For this reasons, a method for connecting a common pixel electrode and auxiliary wiring by connecting the common pixel electrode and auxiliary wiring provided on a lower layer thereof via a contact hole, and a method of physically removing an organic EL layer and forming a contact in the case where the organic EL layer exists between the common pixel electrode and auxiliary wiring have been proposed.
For example, a structure is disclosed in Japanese Laid Open Patent No. 2008-135325 in which auxiliary wiring is formed in advance above a bank which encloses a pixel electrode and the auxiliary wiring and common pixel electrode are connected above the bank. The structure disclosed in Japanese Laid Open Patent No. 2008-135325 is formed by providing auxiliary wiring on a lower layer, center layer and upper layer wherein the upper layer protrudes further than the center layer and the lower layer is hidden beneath the peak of the upper layer. Even when an organic EL layer is deposited after a three structure auxiliary wiring is formed, the organic EL layer is not deposited on the lower layer due to the peak of the upper layer. When a common pixel electrode is formed above an organic EL layer using a sputtering method and a cover layer is wrapped around the lower layer of the auxiliary wiring, it is possible to connect the common pixel electrode with the auxiliary wiring even if a contact hole is formed.

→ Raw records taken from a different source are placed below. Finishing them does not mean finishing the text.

PR #3713, opened 2019-12-07

jainkuniya:


src/chat/Chat.js
```diff
@@ -31,6 +31,9 @@ const componentStyles = StyleSheet.create({
     flex: 1,
     flexDirection: 'column-reverse',
   },
+  composeBox: {
+    maxHeight: '60%',
```
jainkuniya: relative max height, so we don't have to worry about split screen.

gnprice:
Closing this. As described on #3614, the next step on this issue needs to be that we do some work to understand what's actually going wrong here.

If something were really seriously wrong from a user perspective and we had a hack that made it a lot better, then we'd certainly be open to merging the hack while we investigated the underlying cause. But that's what we've already done on this issue, with #3595 fixing #3369. This new hack is rather messier than the one we have, and it introduces new user-facing problems. It's time to focus on fixing the actual issue.

PR #3715, opened 2019-12-09
actions: fix typos in type of `notification_name`

ray-kraesig:
... and manually ensure that its declaration and use-site match.

(As seen Friday evening.)


gnprice:
Merged, thanks!

PR #3725, opened 2019-12-12
Linter tweaks

ray-kraesig:
Allow leading single underscores in object properties, as a stand-in for real private fields.

Also allow `for..of` loops and labeled statements. (I run into this about once a month, and end up going down a rabbit hole wondering why.)

### DIFF
--- a/.eslintrc.yaml
+++ b/.eslintrc.yaml
@@ -65,6 +65,11 @@ rules:
   no-plusplus: off
   no-nested-ternary: off
 
+  # We also partly repeal AirBnB's forbidden-syntax subrules. (This must be done
+  # in the `overrides:` section.)
+  #
+  # no-restricted-syntax: ...
+
   # Likely-wrong code
   no-unused-vars: [warn, {vars: local, args: none}]
   # no-param-reassign seems well-intentioned... but fires on common uses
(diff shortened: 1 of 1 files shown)


ray-kraesig:
The CI failure occurs due to a parse error in `.eslintrc.yaml`. This parse error only occurs if `--full` is passed to the linter test – without it, the linter is not even run.

(Arguably, this is a bug in `tools/test` – a full lint should probably always be run if `.eslintrc.yaml`, or one of a handful of other files, has been touched.)

gnprice:
Wow, that anti-loop (!!?) stance in the thread airbnb/javascript#1103 is truly baffling to read. A fascinating find!

Particularly with the reasoning that combines it with being against GOTO. One has to wonder if the maintainers have ever actually read Dijkstra's [letter](http://www.u.arizona.edu/~rubinson/copyright_violations/Go_To_Considered_Harmful.html), or know what it was about.

gnprice:
> (Arguably, this is a bug in `tools/test` – a full lint should probably always be run if `.eslintrc.yaml`, or one of a handful of other files, has been touched.)

Yeah, I agree. It'd be pretty reasonable to add logic for that. I haven't just because it's fairly infrequent to be editing the lint config (and basically only maintainers do so), and so just remembering to do so by hand hasn't bothered me enough.

PR #3727, opened 2019-12-17
Presence heartbeat (v2)

### LINKED ISSUE #3699: Presence-reporting logic is confused, in overlapping ways

ray-kraesig:
Rewrite, and possibly unnecessarily thoroughly test, the presence-heartbeat code.

Resumption of PR #3704.

Fixes #3699.

### DIFF
--- a/src/presence/PresenceHeartbeat.js
+++ b/src/presence/PresenceHeartbeat.js
@@ -25,9 +25,9 @@ type Props = $ReadOnly<{|
 // changed -- which is exactly what we want.)
 class PresenceHeartbeat extends PureComponent<Props> {
   /** Callback for Heartbeat object. */
-  onHeartbeat = (state: boolean) => {
+  onHeartbeat = () => {
     if (this.props.auth) {
-      this.props.dispatch(reportPresence(state));
+      this.props.dispatch(reportPresence(true));
     }
   };
 
--- a/src/presence/PresenceHeartbeat.js
+++ b/src/presence/PresenceHeartbeat.js
@@ -1,0 +1,72 @@
+// @flow strict-local
+import { PureComponent } from 'react';
+import { AppState } from 'react-native';
+import type { Auth, Dispatch } from '../types';
+
+import { connect } from '../react-redux';
+import { tryGetAuth } from '../account/accountsSelectors';
+import { reportPresence } from '../actions';
+import Heartbeat from './heartbeat';
+
+type Props = $ReadOnly<{|
+  dispatch: Dispatch,
+  auth: Auth | void,
+|}>;
+
+/**
+ * Component providing a recurrent `presence` signal.
+ */
+// The name "PureComponent" is potentially misleading here, as this component is
+// in no reasonable sense "pure" -- its entire purpose is to emit network calls
+// for their observable side effects as a side effect of being rendered.
+//
+// (This is merely a misnomer on React's part, rather than a functional error. A
+// `PureComponent` is simply one which never updates except when its props have
+// changed -- which is exactly what we want.)
+class PresenceHeartbeat extends PureComponent<Props> {
+  /** Callback for Heartbeat object. */
+  onHeartbeat = (state: boolean) => {
+    // N.B.: If `auth` changes, we do not send out a final `false` presence
+    // status for the previous `auth`. It's the responsibility of our logout
+    // handler to determine whether that's necessary.
+    //
+    // (TODO: ensure that our logout handlers actually do that.)
+    if (this.props.auth) {
+      this.props.dispatch(reportPresence(state));
+    }
+  };
+
+  heartbeat: Heartbeat = new Heartbeat(this.onHeartbeat, 1000 * 60);
+
+  componentDidMount() {
+    this.updateHeartbeatState(); // conditional start
+    AppState.addEventListener('change', this.updateHeartbeatState);
+  }
+
+  componentWillUnmount() {
+    AppState.removeEventListener('change', this.updateHeartbeatState);
+    this.heartbeat.stop(); // unconditional stop
+  }
+
+  // React to any state change.
+  updateHeartbeatState = () => {
+    // heartbeat.toState is idempotent
+    this.heartbeat.toState(AppState.currentState === 'active' && !!this.props.auth);
+  };
+
+  // React to props changes.
+  //
+  // Not dependent on `render()`'s return value, although the docs may not yet
+  // be clear on that. See: https://github.com/reactjs/reactjs.org/pull/1230.
+  componentDidUpdate() {
+    this.updateHeartbeatState();
+  }
+
+  render() {
+    return null;
+  }
+}
+
+export default connect(state => ({
+  auth: tryGetAuth(state),
+}))(PresenceHeartbeat);
--- a/src/presence/PresenceHeartbeat.js
+++ b/src/presence/PresenceHeartbeat.js
@@ -26,11 +26,6 @@ type Props = $ReadOnly<{|
 class PresenceHeartbeat extends PureComponent<Props> {
   /** Callback for Heartbeat object. */
   onHeartbeat = (state: boolean) => {
-    // N.B.: If `auth` changes, we do not send out a final `false` presence
-    // status for the previous `auth`. It's the responsibility of our logout
-    // handler to determine whether that's necessary.
-    //
-    // (TODO: ensure that our logout handlers actually do that.)
     if (this.props.auth) {
       this.props.dispatch(reportPresence(state));
     }
--- a/src/users/usersActions.js
+++ b/src/users/usersActions.js
@@ -1,5 +1,4 @@
 /* @flow strict-local */
-import differenceInSeconds from 'date-fns/difference_in_seconds';
 import * as typing_status from '@zulip/shared/js/typing_status';
 
 import type { Dispatch, GetState, Narrow } from '../types';
@@ -9,8 +8,6 @@ import { getAuth, tryGetAuth } from '../selectors';
 import { isPrivateOrGroupNarrow, caseNarrowPartial } from '../utils/narrow';
 import { getAllUsersByEmail } from './userSelectors';
 
-let lastReportPresence = new Date(0);
-
 export const reportPresence = (isActive: boolean = true, newUserInput: boolean = false) => async (
   dispatch: Dispatch,
   getState: GetState,
@@ -19,13 +16,6 @@ export const reportPresence = (isActive: boolean = true, newUserInput: boolean =
   if (!auth) {
     return; // not logged in
   }
-
-  const now = new Date();
-  if (differenceInSeconds(now, lastReportPresence) < 60) {
-    // TODO throttle properly; probably fold setInterval logic in here
-    return;
-  }
-  lastReportPresence = now;
 
   const response = await api.reportPresence(auth, isActive, newUserInput);
   dispatch({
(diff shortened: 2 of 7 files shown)


ray-kraesig:
The CI failure is due to a lint complaint involving `no-loop-func`. Which is fascinating, as I could have sworn I'd used that construct before... 

... ah, no, [it was inside a `.forEach`](https://github.com/zulip/zulip-mobile/blob/148767ab1/src/webview/js/__tests__/appendAuthToImages.js) then.

Disabled via linter pragmata, at least for now.

ray-kraesig:
The linter failure in the previous CI failure has been addressed by linter pragmata for now. (I thought I'd used that construct previously; but no, [that was inside a `.forEach`](https://github.com/zulip/zulip-mobile/blob/148767ab1/src/webview/js/__tests__/appendAuthToImages.js).)

The current CI failure is due to a tests-only auxiliary file being (not unreasonably) mistaken for an actual test file by Jest, because it's in a subdirectory of the `__tests__` folder that it's being used from. It clearly needs to be moved, but I see nowhere appropriate for it at present, and have no strong opinion about where it *should* go. A `dev-src/` directory at the root, perhaps?

ray-kraesig:
(Addendum: I haven't simply done that because, on reflection, the additional tests they're in support of may be more code than is worth having around. I'd prefer a second opinion on that.)

chrisbobbe:
I'm not sure I can speak to the necessity of those tests, but maybe for the Jest failure -- it's a bit of a patch, but perhaps the code in src/presence/__tests__/aux/interval-set.js doesn't need to be in a separate file; it's not very long, it's only imported by one file, heartbeat-test.js, and that file includes similar helper code (the Lolex class) that hasn't been deemed large enough to separate.

ray-kraesig:
> [...] and that file includes similar helper code (the Lolex class) that hasn't been deemed large enough to separate.

It probably should be, though: there are other timer-dependent tests (see: `rg 'Date\.now' -g'**/__tests__/**'`) which could, and probably should, make use of Lolex.

They may also want to make use of interval trees – in which case I'll have to properly separate out... well, a lot of things – but even then the interval-tree library wrapper should probably be a sub-library, just for the sake of separation of concerns.

(If I *just* wanted to silence the Jest failure, I could put a dummy test in that file.)

ray-kraesig:
Pinging @gnprice.

gnprice:
Marking priority, following the issue.

gnprice:
Thanks again @ray-kraesig for these changes! Now that the key parts of #3886 are in, want to rebase this to take advantage of Lolex being in master? (And the remaining commits of #3886 should be landing shortly, too, but I think those won't interact with this branch.)

I think the now-merged commits from #3886 also resolve the Jest file-layout questions discussed above. But please mention if I've missed something and that's not the case.

I'm also about to go read through this code -- I'll just skip over for now the bits that look like they were covered by #3886.

src/users/usersActions.js
```diff
@@ -20,14 +17,7 @@ export const reportPresence = (hasFocus: boolean = true, newUserInput: boolean =
     return; // not logged in
   }
 
-  const now = new Date();
-  if (differenceInSeconds(now, lastReportPresence) < 60) {
-    // TODO throttle properly; probably fold setInterval logic in here
```
gnprice: Commit-level comments on this commit:
e12c452df presence: strip throttling from `reportPresence` wrapper

Nit: "would fix #3699 as literally reported" is no longer quite right, as we've edited #3699 so it describes the problem more broadly.

Related nit: "would fix #..." is a dangerous phrase to put in a commit message, because GitHub sees the "fix" and doesn't understand the "would". :-) Should basically always get reworded to hide from GitHub's auto-close rules, with e.g. a circumlocution like "would be a fix for #...".

Stepping back, though, I think my comment on this commit from the previous PR still applies:
https://github.com/zulip/zulip-mobile/pull/3704#pullrequestreview-325863916
> This looks like a good implementation of what it says on the tin. I think it may not be part of what we want following today's discussion, though.

src/presence/PresenceHeartbeat.js
```diff
@@ -0,0 +1,66 @@
...
+
+  heartbeat: Heartbeat = new Heartbeat(this.onHeartbeat, 1000 * 60);
+
+  componentDidMount() {
+    this.updateHeartbeatState(); // conditional start
+    AppState.addEventListener('change', this.updateHeartbeatState);
+  }
+
+  componentWillUnmount() {
+    AppState.removeEventListener('change', this.updateHeartbeatState);
```
gnprice: We had a comment thread on this bit over on the previous PR: https://github.com/zulip/zulip-mobile/pull/3704#discussion_r352959826

Your explanation there makes sense to me! I'm convinced.

I also wanted to mention that thread here because you'd said:
> (On the other hand, I'd argue that the lone existing use of `.isActive`, over in `src/events/eventMiddleware.js`, is a bug! Or at least is closely involved in one. But that's not directly relevant here; I'll elaborate somewhere else.)

and I don't want that thought to get lost. :slightly_smiling_face: Want to elaborate on that -- perhaps in a new issue, or a chat thread?

src/presence/PresenceHeartbeat.js
```diff
@@ -0,0 +1,66 @@
...
+/**
+ * Component providing a recurrent `presence` signal.
+ */
+// Note that "PureComponent" is of questionable veracity: this component's
+// entire purpose is to emit network calls for their observable side effects
+// as a side effect of being rendered.
+//
+// However, it is at least true that there is never a need to call `render()`
+// (and therefore `componentDidUpdate()`) if the props haven't changed.
+class PresenceHeartbeat extends PureComponent<Props> {
```
gnprice: On the previous PR we discussed a previous version of this comment: https://github.com/zulip/zulip-mobile/pull/3704#discussion_r352962392 Thanks for the updates!

I think it's pretty reasonable to say that the term "pure" here is confusing and of questionable veracity. I think what my thought here boils down to now is that that complaint is really all about the naming of `PureComponent`. What we're doing is 100% consistent with the expectations of a React `PureComponent`, which are [documented here](https://reactjs.org/docs/react-api.html#reactpurecomponent) -- it's just that those expectations don't include all the things that you might (reasonably!) expect the word "pure" to mean, or to be true of "a pure component".

A comment about that mismatch of `PureComponent` vs. the meaning of "pure" in general would be fine to have here. (Certainly it wouldn't be the first comment in our codebase that complains about a design choice that happened somewhere else :wink: -- I've written plenty of those.) What I don't want is a warning that we're hacking around or breaking some API expectation that potentially could expose us to problems when the React implementation changes, in a spot where in fact we aren't.

src/presence/PresenceHeartbeat.js
ray-kraesig: Eh, I might as well express my current thoughts on that in the form of commit messages.

Opened PR #3936.

src/presence/PresenceHeartbeat.js
ray-kraesig: > What I don't want is a warning that we're hacking around or breaking some API expectation that potentially could expose us to problems when the React implementation changes, in a spot where in fact we aren't.

Ah, I see the ambiguity now. Amended significantly.

src/users/usersActions.js
ray-kraesig: > Stepping back, though, I think my comment on this commit from the previous PR still applies:
> [#3704 (review)](https://github.com/zulip/zulip-mobile/pull/3704#pullrequestreview-325863916)
> 
> > This looks like a good implementation of what it says on the tin. I think it may not be part of what we want following today's discussion, though.

The fix for this is basically to squash the second commit into the fourth commit. As there's not much substance to it, done. (Although this does make the commit message uncomfortably crowded. :confused:)

ray-kraesig:
> I think it might be simplest to reserve those for a subsequent PR.

Fair enough! Snipped for now.

src/presence/PresenceHeartbeat.js
gnprice: New version looks great!

src/users/usersActions.js
gnprice: I like the result, thanks!

The commit message does get a bit longer. I think it might actually on net be simpler than before, though. One way it's certainly simpler is that the "If the user logs in and out" bullet previously had to tell a multi-step story ("This was previously concealed by ... which was itself removed in a previous patch") and that's now a simple before/after.

gnprice:
Thanks @ray-kraesig for the revisions!

One question and a nit, both in the commit messages.

> Fixes (the original version of) #3699, and is work towards #3659.

Seems to me like it actually fixes #3699. Is there a particular aspect of that that's still open that you have in mind?

Maybe this is a sign that my revised title was too vague :slightly_smiling_face: : "Presence-reporting logic is confused, in overlapping ways". I think the bar for closing the issue isn't that we become sure there are no bugs or confusions in the new version -- just that it's no longer confused in the ways we knew about. And of course a related good thing to achieve (as this PR does) is that it's written in a way that we can hope is less prone to confusion. :wink: 

    heartbeat: change presence-reporting protocol

    Following discussion on chat.zulip.org's #mobile-team channel, adjust

s/channel/stream/ :smile: 

Oh, and I guess a second nit: s/heartbeat/presence/ in that summary line would feel a bit more on-point to me. I think it's because this change is mainly aimed at the server-facing reporting of presence, rather than the internal implementation choices (even though it involves making changes to the latter to accomplish its changes to the former.)

ray-kraesig:
> Seems to me like it actually fixes #3699. Is there a particular aspect of that that's still open that you have in mind?

As of that commit, yes: `idle` messages are still sent, under the (existing) confusion that they should be. The following commit should have the relevant fix-note. (Done.)

gnprice:
> As of that commit, yes: `idle` messages are still sent, under the (existing) confusion that they should be. The following commit should have the relevant fix-note. (Done.)

Ah, got it. Thanks!

I'll merge shortly. I think I'll make one small further edit to the commit messages: on this "Fixes (the original version of) #3699" commit, I'll add a mention that a fix to the remainder of that issue is coming up next. Reduces the suspense a bit for the reader. :wink:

As another example of connecting a common electrode with auxiliary wiring, an organic EL device is disclosed in Japanese Laid Open Patent No. 2005-268024 in which a metal film is formed on upper surface of a bank and this is used as the auxiliary wiring of the common pixel electrode. In Japanese Laid Open Patent No. 2005-268024, when a metal film which acts as an anode protective layer using a bank having a T shape or reverse taper shape cross-sectional shape as a mask is formed above an anode, a metal layer formed above the bank is simultaneously used as auxiliary wiring. Since the metal layer is separated from a metal layer deposited on a lower layer due to the shape of the bank, this is used as the auxiliary wiring of the common pixel electrode.
However, since the auxiliary wiring disclosed in Japanese Laid Open Patent No. 2008-135325 and Japanese Laid Open Patent No. 2005-268024 both contact with a common pixel electrode on a flat surface, a fixed area is taken up within a region of a pixel part. As a result, the area which can be used as a pixel is reduced and the aperture ratio is reduced.
When trying to achieve high definition of a pixel, it is necessary to reduce pixel pitch and increase the number of pixel per unit area. At this time, it is necessary to perform a miniaturization process to provide auxiliary wiring above a bank and it is difficult secure an area for contacting the auxiliary wiring with a common pixel electrode even if the auxiliary wiring can be miniaturized.